[Information]

PR #2302, opened 2025-10-02
Bugfix/#2300 temporary fix for keycloak images

### LINKED ISSUE #2300: [Bug] Keycloak bitnami chart no longer supported
**Describe the bug**
Bitnami container images have been (re)moved from docker hub, see: https://github.com/bitnami/containers/issues/83267. This breaks the dev environment and deployment.

We should update to the best practice, however we can also choose to go with the legacy repository for the sort term.

frankcorneliusmartin:
Do not close #2300 as this is a temporary fix.


bartvanb (commented):
hate that this is necessary but good that it is fixed temporarily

[/Information]

[Task to complete] The lines to set down, exactly and with both ends included, run from the one containing "Do not close" to the last line of the data above.

[Final answer]
Do not close #2300 as this is a temporary fix.


bartvanb (commented):
hate that this is necessary but good that it is fixed temporarily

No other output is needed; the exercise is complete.